Collected data entries
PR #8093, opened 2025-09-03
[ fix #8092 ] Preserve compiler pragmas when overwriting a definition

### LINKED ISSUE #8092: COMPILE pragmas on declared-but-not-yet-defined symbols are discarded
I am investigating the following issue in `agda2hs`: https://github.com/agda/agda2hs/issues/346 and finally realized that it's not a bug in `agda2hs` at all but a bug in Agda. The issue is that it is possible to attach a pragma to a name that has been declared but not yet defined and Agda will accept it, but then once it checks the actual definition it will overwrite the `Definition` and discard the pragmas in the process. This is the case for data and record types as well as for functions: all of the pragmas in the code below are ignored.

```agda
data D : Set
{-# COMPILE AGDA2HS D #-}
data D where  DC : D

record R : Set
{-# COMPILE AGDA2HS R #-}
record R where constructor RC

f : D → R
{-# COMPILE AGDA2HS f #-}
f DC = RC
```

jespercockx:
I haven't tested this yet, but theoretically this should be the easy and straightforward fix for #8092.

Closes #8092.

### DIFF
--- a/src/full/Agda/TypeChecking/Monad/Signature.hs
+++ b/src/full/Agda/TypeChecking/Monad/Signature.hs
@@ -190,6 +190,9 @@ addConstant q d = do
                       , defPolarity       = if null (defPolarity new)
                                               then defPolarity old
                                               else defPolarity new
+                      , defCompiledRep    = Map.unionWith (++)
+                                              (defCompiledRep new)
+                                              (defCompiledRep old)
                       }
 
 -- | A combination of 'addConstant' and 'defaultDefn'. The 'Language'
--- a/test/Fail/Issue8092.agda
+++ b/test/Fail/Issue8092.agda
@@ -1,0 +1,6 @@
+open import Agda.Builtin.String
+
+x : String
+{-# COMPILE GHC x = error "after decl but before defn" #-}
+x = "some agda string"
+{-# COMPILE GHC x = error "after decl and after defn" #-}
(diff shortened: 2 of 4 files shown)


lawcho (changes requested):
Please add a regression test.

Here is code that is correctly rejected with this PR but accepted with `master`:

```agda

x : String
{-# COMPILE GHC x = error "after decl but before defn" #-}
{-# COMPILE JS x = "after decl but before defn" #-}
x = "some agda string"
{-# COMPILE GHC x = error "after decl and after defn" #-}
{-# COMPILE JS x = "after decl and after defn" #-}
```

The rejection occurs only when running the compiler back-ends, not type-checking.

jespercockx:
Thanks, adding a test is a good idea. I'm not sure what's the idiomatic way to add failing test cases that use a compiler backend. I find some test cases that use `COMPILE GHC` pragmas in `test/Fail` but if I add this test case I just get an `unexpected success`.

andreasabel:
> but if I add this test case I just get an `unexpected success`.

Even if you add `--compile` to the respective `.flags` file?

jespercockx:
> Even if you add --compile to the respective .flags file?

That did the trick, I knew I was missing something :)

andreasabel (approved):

--

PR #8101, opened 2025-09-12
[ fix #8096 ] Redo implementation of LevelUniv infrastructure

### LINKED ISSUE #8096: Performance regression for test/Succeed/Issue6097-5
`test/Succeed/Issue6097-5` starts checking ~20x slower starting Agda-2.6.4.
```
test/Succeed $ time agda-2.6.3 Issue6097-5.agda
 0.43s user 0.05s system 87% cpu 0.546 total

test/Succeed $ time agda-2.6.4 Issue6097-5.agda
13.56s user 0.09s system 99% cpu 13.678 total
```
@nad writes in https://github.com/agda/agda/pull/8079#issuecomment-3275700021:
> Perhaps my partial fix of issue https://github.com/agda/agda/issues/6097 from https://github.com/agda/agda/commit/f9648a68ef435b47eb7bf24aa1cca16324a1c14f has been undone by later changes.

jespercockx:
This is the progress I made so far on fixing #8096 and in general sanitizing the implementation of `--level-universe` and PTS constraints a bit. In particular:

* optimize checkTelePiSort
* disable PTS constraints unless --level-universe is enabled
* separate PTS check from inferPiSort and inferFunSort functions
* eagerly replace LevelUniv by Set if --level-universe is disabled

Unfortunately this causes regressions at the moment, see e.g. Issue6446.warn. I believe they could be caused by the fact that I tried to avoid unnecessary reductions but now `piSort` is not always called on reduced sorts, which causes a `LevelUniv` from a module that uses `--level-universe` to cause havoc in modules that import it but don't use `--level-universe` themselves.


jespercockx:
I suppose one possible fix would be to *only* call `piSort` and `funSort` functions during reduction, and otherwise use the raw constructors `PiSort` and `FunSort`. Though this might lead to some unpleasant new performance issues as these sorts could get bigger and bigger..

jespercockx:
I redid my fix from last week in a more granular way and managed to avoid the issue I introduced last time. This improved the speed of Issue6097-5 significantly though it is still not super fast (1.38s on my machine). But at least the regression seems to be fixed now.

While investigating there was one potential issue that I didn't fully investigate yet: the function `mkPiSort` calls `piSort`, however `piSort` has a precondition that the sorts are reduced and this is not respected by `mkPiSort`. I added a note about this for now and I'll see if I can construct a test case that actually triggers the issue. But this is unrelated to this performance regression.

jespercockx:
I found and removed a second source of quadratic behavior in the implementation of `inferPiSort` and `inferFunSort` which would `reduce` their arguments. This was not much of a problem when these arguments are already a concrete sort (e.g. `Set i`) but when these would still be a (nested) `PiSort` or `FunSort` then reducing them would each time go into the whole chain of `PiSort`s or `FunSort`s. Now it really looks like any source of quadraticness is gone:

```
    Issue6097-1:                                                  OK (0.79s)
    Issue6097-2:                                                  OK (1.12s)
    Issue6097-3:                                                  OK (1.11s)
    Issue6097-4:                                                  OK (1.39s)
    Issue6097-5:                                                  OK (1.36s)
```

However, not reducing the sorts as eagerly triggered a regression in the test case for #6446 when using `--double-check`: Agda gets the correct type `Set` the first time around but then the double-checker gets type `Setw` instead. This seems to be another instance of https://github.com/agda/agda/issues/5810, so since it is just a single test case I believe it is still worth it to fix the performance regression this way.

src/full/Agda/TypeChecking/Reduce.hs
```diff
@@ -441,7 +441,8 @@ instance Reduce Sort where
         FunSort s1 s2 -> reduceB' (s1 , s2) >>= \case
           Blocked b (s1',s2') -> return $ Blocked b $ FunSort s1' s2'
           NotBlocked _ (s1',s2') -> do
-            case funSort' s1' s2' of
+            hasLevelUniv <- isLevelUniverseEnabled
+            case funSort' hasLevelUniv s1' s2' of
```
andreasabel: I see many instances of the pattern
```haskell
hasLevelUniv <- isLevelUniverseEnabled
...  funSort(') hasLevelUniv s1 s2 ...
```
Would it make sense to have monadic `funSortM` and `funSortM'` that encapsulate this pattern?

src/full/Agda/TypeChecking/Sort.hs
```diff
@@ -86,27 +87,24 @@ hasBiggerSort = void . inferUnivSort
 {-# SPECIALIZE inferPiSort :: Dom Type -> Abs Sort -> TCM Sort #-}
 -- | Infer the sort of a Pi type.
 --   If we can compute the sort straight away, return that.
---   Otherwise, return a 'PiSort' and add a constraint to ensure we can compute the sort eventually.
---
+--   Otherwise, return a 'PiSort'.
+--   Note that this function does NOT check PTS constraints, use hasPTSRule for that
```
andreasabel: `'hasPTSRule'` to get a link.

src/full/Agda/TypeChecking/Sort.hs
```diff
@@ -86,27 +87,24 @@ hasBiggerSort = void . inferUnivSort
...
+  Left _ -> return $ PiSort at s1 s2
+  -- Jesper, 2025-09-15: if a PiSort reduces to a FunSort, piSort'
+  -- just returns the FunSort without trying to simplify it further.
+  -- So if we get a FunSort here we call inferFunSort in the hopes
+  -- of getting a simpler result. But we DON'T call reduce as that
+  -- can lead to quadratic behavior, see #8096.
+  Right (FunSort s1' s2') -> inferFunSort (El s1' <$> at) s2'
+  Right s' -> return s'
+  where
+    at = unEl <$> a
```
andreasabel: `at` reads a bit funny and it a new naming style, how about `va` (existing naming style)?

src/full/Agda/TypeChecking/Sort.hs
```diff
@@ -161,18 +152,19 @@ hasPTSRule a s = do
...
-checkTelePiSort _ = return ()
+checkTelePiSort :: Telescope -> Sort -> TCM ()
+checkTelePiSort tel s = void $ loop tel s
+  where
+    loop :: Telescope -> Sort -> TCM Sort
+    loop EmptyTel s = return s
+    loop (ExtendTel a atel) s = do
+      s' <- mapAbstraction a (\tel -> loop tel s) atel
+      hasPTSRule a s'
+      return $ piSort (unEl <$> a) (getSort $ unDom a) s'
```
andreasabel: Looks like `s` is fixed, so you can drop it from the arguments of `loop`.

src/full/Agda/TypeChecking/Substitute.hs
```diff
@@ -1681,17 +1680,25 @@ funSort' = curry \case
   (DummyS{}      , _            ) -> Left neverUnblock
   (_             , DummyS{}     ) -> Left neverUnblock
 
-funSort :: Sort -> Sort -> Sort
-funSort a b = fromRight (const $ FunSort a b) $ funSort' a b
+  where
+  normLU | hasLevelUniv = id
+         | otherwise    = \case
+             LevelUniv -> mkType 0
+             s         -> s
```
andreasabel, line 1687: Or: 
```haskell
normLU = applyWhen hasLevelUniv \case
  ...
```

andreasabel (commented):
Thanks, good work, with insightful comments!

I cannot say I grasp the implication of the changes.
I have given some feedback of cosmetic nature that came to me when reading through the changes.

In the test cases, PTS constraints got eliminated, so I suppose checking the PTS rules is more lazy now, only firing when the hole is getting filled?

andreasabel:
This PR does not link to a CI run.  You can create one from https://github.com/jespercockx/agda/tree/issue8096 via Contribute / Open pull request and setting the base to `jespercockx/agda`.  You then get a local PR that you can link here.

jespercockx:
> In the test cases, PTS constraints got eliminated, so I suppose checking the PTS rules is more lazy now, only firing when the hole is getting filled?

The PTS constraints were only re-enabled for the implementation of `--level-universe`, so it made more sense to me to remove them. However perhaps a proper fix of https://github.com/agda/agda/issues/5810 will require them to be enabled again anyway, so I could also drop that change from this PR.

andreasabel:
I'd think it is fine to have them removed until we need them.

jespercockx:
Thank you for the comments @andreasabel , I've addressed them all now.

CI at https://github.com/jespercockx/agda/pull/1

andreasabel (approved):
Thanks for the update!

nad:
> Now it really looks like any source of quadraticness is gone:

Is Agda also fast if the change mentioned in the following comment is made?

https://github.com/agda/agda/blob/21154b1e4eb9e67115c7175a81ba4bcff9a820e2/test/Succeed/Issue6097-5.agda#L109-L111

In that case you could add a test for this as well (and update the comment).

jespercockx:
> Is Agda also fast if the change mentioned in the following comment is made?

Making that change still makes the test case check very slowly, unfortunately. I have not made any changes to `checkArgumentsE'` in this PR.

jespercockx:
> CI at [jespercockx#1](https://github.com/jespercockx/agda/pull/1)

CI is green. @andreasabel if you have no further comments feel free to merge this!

==

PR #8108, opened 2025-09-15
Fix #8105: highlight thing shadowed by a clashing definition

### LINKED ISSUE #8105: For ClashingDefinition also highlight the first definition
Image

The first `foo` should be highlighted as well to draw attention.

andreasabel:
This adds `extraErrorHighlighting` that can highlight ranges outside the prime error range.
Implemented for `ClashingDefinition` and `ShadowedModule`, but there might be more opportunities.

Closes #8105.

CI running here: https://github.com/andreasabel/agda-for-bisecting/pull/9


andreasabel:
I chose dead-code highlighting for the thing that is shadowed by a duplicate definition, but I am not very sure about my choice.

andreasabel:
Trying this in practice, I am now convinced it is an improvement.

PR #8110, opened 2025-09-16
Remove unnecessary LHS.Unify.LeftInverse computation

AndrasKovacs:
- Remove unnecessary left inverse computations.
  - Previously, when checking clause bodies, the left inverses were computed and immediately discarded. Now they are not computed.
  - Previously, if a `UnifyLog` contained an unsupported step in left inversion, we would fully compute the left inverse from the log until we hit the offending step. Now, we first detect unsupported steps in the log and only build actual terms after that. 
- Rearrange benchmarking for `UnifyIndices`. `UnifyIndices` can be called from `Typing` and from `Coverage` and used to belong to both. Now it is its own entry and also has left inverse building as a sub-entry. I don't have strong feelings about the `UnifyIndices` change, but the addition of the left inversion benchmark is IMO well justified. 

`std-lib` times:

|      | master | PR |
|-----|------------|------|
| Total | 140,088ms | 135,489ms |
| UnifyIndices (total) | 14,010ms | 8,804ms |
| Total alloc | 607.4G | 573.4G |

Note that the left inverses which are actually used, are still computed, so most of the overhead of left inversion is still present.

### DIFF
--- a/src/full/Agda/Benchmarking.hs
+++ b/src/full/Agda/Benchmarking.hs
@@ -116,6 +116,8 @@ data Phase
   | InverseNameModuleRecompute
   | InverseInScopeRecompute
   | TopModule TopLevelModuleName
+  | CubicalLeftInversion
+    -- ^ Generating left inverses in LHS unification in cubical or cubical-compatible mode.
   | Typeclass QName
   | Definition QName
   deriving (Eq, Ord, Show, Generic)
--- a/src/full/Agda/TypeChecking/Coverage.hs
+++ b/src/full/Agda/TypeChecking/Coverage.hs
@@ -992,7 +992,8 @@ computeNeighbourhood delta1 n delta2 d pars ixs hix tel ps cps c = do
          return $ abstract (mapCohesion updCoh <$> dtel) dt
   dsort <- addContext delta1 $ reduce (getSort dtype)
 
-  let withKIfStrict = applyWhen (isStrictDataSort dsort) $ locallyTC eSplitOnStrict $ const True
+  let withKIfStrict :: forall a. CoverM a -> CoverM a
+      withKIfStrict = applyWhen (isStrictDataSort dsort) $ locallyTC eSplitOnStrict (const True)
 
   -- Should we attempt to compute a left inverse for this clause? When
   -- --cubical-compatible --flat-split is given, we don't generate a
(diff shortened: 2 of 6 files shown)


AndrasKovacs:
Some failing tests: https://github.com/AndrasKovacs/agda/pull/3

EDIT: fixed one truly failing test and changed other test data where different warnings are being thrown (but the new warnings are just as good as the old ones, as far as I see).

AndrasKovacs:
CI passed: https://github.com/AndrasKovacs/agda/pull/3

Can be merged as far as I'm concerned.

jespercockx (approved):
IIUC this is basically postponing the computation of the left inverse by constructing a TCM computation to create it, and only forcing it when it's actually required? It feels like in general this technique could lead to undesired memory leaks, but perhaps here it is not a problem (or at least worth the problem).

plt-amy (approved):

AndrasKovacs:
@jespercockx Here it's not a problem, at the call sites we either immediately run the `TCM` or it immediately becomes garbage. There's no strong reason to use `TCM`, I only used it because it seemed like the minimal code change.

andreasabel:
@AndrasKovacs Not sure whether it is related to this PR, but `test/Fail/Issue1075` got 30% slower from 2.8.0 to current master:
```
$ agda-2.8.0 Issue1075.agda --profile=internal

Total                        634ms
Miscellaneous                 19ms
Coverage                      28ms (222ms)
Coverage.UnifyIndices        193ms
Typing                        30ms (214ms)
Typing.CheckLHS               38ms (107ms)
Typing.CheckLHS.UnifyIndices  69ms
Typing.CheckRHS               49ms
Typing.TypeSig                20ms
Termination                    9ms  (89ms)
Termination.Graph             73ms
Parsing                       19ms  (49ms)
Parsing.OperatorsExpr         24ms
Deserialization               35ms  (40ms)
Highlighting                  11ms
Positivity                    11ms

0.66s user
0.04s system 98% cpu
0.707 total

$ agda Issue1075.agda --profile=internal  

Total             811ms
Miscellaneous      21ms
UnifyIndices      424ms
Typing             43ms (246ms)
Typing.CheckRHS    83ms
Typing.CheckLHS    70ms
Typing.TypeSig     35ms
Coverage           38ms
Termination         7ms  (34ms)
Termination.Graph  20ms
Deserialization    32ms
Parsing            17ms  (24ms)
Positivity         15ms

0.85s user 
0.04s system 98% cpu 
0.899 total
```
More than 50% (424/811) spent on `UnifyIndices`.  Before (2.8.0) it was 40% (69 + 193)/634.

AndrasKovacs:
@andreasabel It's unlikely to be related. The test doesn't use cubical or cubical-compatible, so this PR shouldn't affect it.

Work order
Using the data above, reproduce exactly the lines between those holding "Trying this in" and "- Remove unnecessary", inclusive, and no others.

Worked solution
Trying this in practice, I am now convinced it is an improvement.

PR #8110, opened 2025-09-16
Remove unnecessary LHS.Unify.LeftInverse computation

AndrasKovacs:
- Remove unnecessary left inverse computations.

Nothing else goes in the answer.